Wonder how this will effect the St. Patrick's Day Parade tomorrow?


----------



## happycamper (Jul 26, 2005)

The flakes have just begun to fall here too!!

UGH







!!!

To think we hope to be camping in the Outback just two weeks from now!!!


----------



## Lady Di (Oct 28, 2005)

Schools here are crazy. They do two hour delays, early dissmissals, anything to get in a so called day of instruction.

One school announced an early dismissal before school even started.

I could go on, but won't.


----------



## 3athlete (May 14, 2006)

> Schools here are crazy. They do two hour delays, early dissmissals, anything to get in a so called day of instruction.


and the teachers love it!














We're loosing an extra day after memorial day b/c of today's snow







i know, i know poor us!









speaking from a teacher's pov, I hate the early dismissal or delay. There really is no point to trying to teach on those days, the kids are just nutty!

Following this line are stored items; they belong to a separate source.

PR #702, opened 2019-11-08
GG-24207 Add transactions support to thin clients

ashapkin:


modules/core/src/main/java/org/apache/ignite/internal/processors/platform/client/ClientConnectionContext.java
```diff
@@ -219,4 +243,61 @@ public ClientAffinityTopologyVersion checkAffinityTopologyVersion() {
...
         }
     }
+
+    /**
+     * Next transaction id for this connection.
+     */
+    public int nextTxId() {
+        int txId = txIdSeq.incrementAndGet();
+
+        return txId == 0 ? txIdSeq.incrementAndGet() : txId;
```
ashapkin: We cant get 0 with incrementAndGet on a default AtomicInteger?

PR #721, opened 2019-11-15
GG-25821: Fix RetryableSender send method.

smoldachev:


modules/management-console-agent/src/main/java/org/apache/ignite/agent/ws/RetryableSender.java
```diff
@@ -119,28 +119,28 @@ boolean sendInternal(String dest, List<T> elements) throws InterruptedException
     /**
      * @param element Element to send.
      */
-    public void send(String dest, T element) {
+    public void send(String dest, Object element) {
         if (element != null)
             addToQueue(new IgniteBiTuple<>(dest, Collections.singletonList(element)));
```
nva: static import

modules/management-console-agent/src/main/java/org/apache/ignite/agent/ws/RetryableSender.java
```diff
@@ -119,28 +119,28 @@ boolean sendInternal(String dest, List<T> elements) throws InterruptedException
...
         if (elements != null)
             splitOnBatches(elements).stream().map(e -> new IgniteBiTuple<>(dest, e)).forEach(this::addToQueue);
     }
 
     /**
      * @param list List.
      */
-    private List<List<T>> splitOnBatches(List<T> list) {
-        List<T> batch = new ArrayList<>();
+    private List<List<Object>> splitOnBatches(List<?> list) {
```
nva:
```suggestion
    private List<List<Object>> splitOnBatches(List<Object> list) {
```

modules/management-console-agent/src/main/java/org/apache/ignite/agent/ws/RetryableSender.java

I can't imagine how these days affect people who work outside the school district, must be a nightmare!


----------



## nynethead (Sep 23, 2005)

We lucked out our school district has a conference today so the kids were already off. I was hoping to pull out the SOB tomorrow to get ready for the 1st week of April, but that doesn't look to good. forcast is for 10-14 inches by morning. I doubt it, they never seem to get it right.


----------



## Lady Di (Oct 28, 2005)

One week last month there were three two hour delays in one week. Mon, Tues, Wed.

Talk about the dumbing down of America. It starts here.


----------



## Golden Mom (Apr 25, 2004)

Here in Indiana, we have built in snow days. In May we have some days off, but if we have snow, then we make them up those days, so school doesn't run after Memorial Day. Of course we start the 2nd week of August too.


----------



## RizFam (Feb 25, 2006)

We have built in snow days also. If we don't use them then the kids get out earlier in the year.


----------



## jetfan401 (Feb 7, 2007)

is that the parade in morristown ?


----------



## RizFam (Feb 25, 2006)

jetfan said:


> is that the parade in morristown ?


I have no idea. Is there a parade in Morristown?








I meant the NYC Parade.


----------



## jetfan401 (Feb 7, 2007)

moristown has a real good parade every year. is it still snowing there it raining here in chatham ?


----------



## Doxie-Doglover-Too (Jan 25, 2007)

I heard a rumor that it's suppose to be 70 here tomorrow...want me to think of you while tidying up OB? maybe I'll wash the windows.....


----------



## RizFam (Feb 25, 2006)

jetfan said:


> moristown has a real good parade every year. is it still snowing there it raining here in chatham ?


Don't No, I'm north of MoTown. It is snowing very hard here.


----------



## wolfwood (Sep 19, 2005)

Doxie-Doglover-Too said:


> I heard a rumor that it's suppose to be 70 here tomorrow...want me to think of you while tidying up OB? maybe I'll wash the windows.....


Puff's windows could use it to, Doxie







Thanks for the offer


----------



## RizFam (Feb 25, 2006)

Doxie-Doglover-Too said:


> I heard a rumor that it's suppose to be 70 here tomorrow...want me to think of you while tidying up OB? maybe I'll wash the windows.....


OOOOO Your such a Brat


----------



## watervalleykampers (Jan 16, 2007)

nynethead said:


> forcast is for 10-14 inches by morning. I doubt it, they never seem to get it right.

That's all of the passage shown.